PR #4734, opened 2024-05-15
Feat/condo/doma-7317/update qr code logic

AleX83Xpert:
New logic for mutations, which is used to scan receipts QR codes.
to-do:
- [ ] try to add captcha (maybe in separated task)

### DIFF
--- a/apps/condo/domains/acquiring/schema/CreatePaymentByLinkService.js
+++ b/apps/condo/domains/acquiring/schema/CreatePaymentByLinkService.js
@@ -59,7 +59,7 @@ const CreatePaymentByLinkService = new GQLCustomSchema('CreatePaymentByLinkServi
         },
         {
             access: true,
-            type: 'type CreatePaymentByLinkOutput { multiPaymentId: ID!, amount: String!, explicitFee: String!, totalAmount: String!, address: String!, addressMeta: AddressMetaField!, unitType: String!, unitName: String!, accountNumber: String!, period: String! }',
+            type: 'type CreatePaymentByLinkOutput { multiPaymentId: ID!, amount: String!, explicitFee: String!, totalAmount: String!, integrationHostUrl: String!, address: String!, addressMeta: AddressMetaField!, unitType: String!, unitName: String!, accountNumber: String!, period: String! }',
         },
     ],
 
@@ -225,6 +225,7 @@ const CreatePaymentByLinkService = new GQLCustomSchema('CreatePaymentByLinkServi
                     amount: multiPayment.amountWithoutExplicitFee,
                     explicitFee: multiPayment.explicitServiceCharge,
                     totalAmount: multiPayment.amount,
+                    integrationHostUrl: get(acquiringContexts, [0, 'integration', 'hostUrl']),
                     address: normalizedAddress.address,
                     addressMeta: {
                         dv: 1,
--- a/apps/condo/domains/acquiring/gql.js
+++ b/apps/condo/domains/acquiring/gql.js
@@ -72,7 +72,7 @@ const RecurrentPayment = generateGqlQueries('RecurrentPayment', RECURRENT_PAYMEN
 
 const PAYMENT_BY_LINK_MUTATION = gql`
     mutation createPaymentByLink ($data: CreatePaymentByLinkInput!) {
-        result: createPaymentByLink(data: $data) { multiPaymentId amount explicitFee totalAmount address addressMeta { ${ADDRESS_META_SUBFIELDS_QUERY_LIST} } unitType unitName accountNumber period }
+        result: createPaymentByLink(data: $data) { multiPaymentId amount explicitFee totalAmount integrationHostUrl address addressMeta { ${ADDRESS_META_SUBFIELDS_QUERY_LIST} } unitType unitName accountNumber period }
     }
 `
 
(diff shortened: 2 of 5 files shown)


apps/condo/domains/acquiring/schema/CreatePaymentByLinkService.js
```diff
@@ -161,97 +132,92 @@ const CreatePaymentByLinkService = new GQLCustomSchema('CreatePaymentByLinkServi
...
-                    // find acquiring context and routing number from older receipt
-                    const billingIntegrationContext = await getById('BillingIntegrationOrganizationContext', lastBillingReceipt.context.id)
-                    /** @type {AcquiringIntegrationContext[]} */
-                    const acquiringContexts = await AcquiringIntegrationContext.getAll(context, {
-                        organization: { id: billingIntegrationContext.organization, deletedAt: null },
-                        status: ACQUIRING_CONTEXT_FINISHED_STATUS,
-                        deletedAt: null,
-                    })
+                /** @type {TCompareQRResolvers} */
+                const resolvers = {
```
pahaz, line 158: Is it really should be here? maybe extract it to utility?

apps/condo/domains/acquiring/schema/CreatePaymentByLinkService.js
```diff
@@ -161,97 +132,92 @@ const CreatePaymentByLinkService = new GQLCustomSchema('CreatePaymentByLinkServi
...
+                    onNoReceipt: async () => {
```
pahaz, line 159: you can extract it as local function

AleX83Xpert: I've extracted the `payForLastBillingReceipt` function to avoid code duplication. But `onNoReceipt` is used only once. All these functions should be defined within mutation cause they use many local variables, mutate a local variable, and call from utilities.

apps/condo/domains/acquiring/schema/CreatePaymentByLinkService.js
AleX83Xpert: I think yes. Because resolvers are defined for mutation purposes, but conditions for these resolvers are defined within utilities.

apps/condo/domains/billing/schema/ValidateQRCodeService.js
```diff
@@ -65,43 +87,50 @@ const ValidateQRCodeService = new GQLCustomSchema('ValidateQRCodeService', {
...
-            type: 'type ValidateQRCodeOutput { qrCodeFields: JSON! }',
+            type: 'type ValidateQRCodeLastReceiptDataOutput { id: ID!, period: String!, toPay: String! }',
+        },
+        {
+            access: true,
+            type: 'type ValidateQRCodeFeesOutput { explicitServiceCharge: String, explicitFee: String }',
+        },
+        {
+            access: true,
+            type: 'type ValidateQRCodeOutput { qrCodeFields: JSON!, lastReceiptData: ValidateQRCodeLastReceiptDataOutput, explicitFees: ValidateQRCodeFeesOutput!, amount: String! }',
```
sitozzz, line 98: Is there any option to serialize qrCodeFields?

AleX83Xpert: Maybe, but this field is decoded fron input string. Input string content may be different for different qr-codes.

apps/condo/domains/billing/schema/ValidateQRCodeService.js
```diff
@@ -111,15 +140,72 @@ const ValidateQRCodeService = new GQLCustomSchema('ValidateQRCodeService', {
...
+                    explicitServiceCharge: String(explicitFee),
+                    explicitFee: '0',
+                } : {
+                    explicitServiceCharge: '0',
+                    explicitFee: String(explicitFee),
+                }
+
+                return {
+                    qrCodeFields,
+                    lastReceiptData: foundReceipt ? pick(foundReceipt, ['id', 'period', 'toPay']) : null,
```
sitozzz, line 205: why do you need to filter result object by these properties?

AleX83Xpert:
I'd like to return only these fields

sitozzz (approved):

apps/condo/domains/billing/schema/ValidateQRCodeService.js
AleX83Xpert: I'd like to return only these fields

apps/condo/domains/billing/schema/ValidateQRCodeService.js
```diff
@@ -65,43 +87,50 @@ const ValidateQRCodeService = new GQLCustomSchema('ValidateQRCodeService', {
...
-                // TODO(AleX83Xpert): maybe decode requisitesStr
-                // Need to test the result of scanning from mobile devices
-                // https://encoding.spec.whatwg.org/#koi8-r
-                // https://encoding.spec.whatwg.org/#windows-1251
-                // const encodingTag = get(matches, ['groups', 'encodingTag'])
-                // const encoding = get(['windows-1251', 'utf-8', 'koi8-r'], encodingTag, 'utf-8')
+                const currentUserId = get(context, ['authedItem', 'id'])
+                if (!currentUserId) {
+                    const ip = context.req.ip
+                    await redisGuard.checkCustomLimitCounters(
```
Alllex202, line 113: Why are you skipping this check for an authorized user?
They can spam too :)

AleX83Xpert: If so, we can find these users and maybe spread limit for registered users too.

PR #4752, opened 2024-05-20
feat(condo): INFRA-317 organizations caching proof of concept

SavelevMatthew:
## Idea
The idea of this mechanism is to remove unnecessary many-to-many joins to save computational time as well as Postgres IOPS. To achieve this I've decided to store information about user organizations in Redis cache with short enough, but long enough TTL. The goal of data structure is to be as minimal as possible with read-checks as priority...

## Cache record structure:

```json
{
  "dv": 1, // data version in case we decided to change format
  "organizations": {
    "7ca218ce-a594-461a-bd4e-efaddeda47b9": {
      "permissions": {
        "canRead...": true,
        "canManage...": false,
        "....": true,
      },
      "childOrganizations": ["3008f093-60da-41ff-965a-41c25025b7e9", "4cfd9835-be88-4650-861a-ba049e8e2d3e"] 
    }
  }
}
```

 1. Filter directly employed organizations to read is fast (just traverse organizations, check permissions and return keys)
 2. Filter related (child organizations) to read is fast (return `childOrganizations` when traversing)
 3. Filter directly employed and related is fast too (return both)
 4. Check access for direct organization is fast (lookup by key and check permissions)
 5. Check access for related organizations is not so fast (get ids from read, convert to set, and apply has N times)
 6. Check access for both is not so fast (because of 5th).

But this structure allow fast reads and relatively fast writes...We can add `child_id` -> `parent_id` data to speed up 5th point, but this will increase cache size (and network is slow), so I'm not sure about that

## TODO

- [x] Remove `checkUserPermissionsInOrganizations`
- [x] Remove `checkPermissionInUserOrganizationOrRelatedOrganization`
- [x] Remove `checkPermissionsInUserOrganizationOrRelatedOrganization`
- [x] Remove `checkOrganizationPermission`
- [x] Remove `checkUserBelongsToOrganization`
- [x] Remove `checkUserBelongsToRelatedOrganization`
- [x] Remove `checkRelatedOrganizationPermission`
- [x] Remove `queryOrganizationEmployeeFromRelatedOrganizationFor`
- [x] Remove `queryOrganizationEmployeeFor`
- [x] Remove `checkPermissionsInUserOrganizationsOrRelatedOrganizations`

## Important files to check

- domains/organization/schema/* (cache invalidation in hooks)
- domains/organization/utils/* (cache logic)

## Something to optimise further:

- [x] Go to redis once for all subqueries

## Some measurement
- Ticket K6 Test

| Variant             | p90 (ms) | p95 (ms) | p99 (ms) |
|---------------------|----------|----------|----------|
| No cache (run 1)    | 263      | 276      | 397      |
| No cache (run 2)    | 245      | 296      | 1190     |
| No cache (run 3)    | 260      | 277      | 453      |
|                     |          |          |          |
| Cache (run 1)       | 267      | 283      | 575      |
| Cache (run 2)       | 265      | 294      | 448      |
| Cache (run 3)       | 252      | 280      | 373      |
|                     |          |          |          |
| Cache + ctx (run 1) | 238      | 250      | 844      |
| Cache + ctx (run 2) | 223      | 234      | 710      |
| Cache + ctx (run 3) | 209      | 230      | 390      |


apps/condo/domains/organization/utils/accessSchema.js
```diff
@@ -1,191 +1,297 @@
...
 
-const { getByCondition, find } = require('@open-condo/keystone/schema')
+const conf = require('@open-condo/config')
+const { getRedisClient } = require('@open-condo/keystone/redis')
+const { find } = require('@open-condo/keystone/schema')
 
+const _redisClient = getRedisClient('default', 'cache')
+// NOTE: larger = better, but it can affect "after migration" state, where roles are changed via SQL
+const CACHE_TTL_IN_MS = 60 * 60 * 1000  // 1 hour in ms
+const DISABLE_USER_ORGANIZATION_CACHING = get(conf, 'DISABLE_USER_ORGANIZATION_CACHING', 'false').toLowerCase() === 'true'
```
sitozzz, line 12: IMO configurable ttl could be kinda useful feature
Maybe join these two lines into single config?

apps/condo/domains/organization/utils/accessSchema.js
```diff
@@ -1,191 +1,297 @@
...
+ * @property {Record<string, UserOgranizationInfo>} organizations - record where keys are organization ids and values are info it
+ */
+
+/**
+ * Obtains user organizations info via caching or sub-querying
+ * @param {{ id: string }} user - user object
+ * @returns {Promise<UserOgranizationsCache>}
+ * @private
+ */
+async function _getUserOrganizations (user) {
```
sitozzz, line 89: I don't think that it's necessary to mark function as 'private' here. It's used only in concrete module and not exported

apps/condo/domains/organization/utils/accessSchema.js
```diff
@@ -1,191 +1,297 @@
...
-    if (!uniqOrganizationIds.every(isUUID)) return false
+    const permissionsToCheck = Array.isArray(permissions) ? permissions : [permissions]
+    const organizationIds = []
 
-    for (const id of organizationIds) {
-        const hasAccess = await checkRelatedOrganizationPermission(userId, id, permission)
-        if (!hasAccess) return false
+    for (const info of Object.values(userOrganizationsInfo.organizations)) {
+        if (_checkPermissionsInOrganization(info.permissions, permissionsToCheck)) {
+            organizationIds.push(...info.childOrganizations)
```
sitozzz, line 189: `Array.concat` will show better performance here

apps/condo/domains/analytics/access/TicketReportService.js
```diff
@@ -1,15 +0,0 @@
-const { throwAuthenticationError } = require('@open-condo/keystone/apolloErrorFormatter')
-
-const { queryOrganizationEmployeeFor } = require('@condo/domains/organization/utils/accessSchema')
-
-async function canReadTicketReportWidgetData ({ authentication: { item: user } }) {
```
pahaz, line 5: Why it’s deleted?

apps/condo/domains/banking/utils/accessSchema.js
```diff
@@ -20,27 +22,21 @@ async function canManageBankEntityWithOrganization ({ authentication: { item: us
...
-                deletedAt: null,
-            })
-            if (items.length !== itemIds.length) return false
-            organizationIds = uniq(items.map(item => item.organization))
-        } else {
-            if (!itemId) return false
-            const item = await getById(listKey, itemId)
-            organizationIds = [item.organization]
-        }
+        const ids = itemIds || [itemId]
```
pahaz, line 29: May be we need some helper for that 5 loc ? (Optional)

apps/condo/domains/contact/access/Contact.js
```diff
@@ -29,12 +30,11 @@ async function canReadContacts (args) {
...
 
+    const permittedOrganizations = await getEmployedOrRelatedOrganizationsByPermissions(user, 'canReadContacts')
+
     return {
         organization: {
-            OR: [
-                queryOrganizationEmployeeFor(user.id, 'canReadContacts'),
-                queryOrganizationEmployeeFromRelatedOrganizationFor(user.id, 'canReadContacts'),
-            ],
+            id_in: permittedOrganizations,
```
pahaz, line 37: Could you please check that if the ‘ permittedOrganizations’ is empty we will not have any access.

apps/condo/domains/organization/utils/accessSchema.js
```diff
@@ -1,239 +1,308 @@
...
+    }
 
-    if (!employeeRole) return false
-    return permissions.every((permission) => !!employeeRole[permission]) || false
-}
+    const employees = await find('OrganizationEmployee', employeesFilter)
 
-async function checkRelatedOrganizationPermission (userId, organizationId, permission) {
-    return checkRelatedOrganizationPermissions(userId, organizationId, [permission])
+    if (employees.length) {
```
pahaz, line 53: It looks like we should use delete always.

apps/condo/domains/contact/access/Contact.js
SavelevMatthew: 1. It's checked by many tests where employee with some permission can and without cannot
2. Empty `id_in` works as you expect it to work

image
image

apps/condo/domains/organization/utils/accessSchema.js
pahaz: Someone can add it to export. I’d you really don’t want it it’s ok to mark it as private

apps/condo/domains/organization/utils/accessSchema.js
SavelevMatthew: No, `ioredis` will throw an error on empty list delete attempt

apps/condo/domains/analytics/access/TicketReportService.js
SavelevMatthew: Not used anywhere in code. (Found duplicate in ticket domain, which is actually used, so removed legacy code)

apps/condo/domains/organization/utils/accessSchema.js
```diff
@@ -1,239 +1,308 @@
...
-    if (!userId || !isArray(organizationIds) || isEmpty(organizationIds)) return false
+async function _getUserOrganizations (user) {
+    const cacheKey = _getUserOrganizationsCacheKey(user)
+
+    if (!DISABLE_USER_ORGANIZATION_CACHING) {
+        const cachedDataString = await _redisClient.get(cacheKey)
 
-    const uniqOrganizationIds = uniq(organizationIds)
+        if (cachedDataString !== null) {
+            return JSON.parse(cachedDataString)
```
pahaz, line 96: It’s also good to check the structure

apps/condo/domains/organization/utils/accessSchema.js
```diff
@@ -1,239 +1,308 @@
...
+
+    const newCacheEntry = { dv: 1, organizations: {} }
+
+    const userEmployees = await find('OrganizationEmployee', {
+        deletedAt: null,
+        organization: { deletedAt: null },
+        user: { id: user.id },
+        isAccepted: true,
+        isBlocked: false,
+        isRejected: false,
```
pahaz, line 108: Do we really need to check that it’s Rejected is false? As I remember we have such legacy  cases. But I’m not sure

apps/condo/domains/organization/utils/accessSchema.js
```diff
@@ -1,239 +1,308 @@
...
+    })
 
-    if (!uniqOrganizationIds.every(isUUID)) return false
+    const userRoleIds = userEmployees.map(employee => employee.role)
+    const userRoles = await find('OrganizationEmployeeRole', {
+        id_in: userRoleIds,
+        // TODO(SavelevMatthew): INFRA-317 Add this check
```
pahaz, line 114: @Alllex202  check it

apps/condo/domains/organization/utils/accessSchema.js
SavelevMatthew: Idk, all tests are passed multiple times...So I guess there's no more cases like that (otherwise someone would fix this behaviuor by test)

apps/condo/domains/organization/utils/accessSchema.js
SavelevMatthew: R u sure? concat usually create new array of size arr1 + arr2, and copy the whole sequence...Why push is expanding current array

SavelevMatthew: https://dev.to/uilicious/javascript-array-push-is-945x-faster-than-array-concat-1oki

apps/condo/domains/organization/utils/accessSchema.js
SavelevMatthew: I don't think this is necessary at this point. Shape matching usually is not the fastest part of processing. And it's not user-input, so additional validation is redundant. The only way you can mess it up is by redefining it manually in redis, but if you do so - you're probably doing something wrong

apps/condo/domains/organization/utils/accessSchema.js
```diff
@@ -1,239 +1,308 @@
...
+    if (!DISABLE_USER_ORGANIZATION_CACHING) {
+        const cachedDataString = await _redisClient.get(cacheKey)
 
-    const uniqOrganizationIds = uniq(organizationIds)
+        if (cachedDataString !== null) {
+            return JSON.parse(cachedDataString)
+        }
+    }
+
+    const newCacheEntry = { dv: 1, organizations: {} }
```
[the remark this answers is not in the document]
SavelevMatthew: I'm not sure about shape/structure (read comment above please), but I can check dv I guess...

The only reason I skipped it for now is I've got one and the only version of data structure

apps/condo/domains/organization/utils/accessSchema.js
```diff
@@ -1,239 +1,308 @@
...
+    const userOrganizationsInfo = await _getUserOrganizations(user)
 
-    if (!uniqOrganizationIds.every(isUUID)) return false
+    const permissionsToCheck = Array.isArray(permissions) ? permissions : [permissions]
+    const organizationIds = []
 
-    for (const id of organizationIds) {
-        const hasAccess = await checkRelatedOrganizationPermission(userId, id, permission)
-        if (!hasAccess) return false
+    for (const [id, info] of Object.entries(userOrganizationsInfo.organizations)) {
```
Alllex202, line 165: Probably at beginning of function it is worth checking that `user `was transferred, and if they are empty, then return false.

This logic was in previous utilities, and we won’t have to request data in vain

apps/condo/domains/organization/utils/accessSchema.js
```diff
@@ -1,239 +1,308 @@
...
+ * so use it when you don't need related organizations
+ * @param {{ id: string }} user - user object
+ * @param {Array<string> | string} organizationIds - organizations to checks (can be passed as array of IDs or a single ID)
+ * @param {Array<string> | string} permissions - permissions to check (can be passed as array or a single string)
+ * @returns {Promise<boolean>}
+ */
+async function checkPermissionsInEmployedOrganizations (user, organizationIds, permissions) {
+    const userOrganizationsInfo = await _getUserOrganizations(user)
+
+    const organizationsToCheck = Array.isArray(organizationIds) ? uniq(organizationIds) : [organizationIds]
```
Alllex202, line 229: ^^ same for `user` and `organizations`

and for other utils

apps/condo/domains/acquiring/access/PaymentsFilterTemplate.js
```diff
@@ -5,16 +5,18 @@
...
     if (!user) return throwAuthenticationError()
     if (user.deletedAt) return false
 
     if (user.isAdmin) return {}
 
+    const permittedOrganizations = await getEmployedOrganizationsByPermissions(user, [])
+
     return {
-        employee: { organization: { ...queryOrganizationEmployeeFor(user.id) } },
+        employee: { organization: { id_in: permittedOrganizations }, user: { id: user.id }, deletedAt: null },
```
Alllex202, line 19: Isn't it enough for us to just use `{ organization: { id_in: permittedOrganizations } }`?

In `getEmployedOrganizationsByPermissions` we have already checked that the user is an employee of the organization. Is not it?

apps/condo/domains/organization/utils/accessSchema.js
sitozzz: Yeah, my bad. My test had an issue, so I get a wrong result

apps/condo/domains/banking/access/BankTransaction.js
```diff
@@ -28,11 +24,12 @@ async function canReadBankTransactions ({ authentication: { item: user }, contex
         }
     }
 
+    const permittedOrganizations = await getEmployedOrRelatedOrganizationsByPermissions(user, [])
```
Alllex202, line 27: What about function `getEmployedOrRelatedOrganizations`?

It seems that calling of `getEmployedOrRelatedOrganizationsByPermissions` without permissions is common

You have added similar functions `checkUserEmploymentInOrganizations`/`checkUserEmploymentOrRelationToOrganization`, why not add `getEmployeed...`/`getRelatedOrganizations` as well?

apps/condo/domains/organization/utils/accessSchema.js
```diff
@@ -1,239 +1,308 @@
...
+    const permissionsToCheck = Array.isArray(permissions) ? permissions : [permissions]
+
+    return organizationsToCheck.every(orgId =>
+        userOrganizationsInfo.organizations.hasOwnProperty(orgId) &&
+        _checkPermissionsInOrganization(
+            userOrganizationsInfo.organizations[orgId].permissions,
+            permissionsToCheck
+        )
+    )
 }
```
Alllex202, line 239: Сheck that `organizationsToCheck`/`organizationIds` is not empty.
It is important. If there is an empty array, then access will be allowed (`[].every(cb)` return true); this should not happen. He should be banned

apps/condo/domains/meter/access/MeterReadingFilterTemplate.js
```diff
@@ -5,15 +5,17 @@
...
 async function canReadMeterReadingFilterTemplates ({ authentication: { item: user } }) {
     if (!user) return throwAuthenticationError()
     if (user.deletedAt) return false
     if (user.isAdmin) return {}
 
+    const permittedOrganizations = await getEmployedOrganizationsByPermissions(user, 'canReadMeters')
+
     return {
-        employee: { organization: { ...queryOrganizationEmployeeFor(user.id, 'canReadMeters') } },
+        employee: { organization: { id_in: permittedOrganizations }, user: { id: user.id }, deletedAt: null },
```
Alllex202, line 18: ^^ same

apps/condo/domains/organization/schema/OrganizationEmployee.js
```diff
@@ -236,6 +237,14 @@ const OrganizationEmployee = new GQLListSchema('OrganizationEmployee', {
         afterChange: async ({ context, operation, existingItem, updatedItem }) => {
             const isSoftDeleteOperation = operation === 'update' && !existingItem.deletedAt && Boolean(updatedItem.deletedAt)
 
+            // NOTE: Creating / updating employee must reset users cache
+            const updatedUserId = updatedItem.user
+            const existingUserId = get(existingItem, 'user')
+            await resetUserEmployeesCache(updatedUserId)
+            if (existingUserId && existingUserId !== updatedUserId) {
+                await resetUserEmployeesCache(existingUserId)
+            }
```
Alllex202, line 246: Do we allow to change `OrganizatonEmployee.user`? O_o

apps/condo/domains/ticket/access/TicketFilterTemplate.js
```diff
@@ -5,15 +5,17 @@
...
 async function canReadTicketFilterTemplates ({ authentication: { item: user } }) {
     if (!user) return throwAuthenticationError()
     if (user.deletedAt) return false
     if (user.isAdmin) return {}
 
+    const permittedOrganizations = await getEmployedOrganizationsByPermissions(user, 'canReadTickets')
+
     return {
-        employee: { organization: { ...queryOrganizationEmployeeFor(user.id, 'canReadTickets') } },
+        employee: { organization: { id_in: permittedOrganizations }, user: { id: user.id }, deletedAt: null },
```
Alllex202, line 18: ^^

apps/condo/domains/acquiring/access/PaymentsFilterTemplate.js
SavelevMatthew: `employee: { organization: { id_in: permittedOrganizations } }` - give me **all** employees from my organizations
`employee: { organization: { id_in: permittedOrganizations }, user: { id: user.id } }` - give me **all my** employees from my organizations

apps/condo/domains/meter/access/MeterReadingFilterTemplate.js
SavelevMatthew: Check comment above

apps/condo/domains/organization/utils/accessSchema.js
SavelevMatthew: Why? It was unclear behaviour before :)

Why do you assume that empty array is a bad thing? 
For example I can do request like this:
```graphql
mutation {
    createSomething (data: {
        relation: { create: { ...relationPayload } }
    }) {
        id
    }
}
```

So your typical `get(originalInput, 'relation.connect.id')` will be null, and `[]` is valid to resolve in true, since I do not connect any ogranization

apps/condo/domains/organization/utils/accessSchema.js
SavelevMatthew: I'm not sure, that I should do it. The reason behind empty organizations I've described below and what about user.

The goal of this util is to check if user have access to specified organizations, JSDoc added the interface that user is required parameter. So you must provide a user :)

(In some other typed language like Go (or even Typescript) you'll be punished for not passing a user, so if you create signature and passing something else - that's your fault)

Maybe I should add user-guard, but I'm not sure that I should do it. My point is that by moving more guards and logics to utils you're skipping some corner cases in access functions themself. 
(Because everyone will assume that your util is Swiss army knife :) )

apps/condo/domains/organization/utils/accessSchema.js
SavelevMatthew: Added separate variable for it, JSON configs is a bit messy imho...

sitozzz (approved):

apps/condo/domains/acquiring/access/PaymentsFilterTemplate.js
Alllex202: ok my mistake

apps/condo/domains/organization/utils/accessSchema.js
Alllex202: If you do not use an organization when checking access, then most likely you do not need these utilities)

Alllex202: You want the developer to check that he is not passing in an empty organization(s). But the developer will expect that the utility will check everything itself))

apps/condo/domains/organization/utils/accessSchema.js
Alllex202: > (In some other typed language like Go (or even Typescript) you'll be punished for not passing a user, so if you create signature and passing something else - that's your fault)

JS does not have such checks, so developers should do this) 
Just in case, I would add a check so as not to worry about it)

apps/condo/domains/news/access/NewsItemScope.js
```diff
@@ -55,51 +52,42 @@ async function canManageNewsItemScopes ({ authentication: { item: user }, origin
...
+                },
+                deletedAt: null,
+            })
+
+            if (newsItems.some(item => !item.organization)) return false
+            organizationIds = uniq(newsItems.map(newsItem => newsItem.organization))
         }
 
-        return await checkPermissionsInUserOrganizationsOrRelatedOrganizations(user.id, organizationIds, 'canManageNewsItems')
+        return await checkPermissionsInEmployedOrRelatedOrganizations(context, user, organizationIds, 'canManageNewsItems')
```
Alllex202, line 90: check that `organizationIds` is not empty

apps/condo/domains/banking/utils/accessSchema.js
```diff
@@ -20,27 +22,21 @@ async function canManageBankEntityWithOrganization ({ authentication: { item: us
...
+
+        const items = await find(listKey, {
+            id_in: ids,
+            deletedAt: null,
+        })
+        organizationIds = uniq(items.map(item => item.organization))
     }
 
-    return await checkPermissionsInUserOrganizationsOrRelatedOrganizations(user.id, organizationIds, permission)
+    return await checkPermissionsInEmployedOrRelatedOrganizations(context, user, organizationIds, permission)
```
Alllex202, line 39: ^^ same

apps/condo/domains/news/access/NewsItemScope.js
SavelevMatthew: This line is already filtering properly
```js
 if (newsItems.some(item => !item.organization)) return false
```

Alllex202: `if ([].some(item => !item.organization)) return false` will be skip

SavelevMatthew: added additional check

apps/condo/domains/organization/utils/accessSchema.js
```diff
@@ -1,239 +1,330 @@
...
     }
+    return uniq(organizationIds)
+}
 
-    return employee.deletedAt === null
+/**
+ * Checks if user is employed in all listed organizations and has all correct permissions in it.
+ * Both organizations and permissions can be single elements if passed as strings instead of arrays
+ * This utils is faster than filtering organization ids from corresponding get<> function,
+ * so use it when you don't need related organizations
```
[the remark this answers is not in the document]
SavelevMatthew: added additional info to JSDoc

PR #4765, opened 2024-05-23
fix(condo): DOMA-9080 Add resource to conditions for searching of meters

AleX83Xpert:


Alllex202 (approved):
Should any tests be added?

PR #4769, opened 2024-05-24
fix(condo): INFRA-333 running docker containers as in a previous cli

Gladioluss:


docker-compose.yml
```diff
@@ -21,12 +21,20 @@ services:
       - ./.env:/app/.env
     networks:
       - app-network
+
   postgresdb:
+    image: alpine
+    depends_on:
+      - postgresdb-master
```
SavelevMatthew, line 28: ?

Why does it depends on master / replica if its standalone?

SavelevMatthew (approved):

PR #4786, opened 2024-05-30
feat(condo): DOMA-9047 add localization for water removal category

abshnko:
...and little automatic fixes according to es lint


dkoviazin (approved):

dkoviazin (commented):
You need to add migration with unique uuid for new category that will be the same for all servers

·····

WHAT YOU WILL DO — Show every line in the records above that contains the word "resetUserEmployeesCache".

SOLUTION —
+            await resetUserEmployeesCache(updatedUserId)
+                await resetUserEmployeesCache(existingUserId)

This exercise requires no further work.